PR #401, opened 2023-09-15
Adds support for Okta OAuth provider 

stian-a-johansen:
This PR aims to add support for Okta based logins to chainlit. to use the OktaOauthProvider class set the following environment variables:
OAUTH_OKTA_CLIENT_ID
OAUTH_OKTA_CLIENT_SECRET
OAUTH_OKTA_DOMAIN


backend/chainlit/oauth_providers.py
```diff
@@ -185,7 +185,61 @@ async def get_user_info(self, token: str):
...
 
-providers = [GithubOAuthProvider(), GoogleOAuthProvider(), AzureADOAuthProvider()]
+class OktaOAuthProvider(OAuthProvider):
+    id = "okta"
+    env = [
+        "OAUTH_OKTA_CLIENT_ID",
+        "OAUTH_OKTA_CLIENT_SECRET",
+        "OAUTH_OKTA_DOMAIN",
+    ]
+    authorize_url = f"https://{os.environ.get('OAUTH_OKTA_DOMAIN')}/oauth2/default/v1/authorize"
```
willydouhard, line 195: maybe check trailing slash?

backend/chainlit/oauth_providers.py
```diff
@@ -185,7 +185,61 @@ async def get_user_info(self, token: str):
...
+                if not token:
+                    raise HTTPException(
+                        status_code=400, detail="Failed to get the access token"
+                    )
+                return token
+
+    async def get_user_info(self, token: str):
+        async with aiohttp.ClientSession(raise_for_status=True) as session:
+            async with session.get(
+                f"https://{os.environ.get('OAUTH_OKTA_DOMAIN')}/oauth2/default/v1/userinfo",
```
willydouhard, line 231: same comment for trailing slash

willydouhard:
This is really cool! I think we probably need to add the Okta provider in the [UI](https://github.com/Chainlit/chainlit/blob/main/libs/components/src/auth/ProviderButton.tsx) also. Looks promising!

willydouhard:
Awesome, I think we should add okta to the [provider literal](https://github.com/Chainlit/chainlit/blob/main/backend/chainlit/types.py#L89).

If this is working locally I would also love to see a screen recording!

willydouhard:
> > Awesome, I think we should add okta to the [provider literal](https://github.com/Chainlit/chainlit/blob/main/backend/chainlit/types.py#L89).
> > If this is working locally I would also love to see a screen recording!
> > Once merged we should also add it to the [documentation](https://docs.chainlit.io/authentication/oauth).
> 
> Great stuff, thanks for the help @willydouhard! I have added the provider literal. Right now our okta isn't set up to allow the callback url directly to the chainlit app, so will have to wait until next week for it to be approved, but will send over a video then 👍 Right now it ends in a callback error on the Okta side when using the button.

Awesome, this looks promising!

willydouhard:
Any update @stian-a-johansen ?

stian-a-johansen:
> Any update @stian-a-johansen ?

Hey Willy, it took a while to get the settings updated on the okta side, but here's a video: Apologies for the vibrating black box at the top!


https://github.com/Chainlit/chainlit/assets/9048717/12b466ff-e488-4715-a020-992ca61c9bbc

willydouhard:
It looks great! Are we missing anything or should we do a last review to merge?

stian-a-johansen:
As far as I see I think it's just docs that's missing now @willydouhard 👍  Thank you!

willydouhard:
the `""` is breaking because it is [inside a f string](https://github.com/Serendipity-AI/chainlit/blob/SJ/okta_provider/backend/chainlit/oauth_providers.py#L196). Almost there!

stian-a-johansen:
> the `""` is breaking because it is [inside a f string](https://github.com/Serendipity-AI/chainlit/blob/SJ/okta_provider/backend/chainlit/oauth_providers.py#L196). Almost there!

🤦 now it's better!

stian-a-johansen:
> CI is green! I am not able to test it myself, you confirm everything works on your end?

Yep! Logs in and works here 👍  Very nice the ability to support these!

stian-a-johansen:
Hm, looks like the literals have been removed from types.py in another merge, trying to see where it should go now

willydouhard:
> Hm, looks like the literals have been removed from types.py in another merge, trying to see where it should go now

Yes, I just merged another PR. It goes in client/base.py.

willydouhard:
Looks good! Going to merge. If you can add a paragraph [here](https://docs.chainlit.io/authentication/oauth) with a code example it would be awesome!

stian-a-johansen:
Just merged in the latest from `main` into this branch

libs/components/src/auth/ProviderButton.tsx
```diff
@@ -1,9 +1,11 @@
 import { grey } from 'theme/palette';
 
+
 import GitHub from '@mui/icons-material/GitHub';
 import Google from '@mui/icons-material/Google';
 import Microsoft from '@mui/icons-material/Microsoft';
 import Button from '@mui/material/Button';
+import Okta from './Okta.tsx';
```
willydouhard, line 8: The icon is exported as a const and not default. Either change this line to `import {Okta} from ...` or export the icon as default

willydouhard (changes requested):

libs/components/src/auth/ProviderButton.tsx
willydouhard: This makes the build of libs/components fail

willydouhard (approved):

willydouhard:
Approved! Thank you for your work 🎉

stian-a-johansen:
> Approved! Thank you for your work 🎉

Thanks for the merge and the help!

TASK STATEMENT |
Please return every line in the data that includes the string "slash".

TASK ANSWER |
willydouhard, line 195: maybe check trailing slash?
willydouhard, line 231: same comment for trailing slash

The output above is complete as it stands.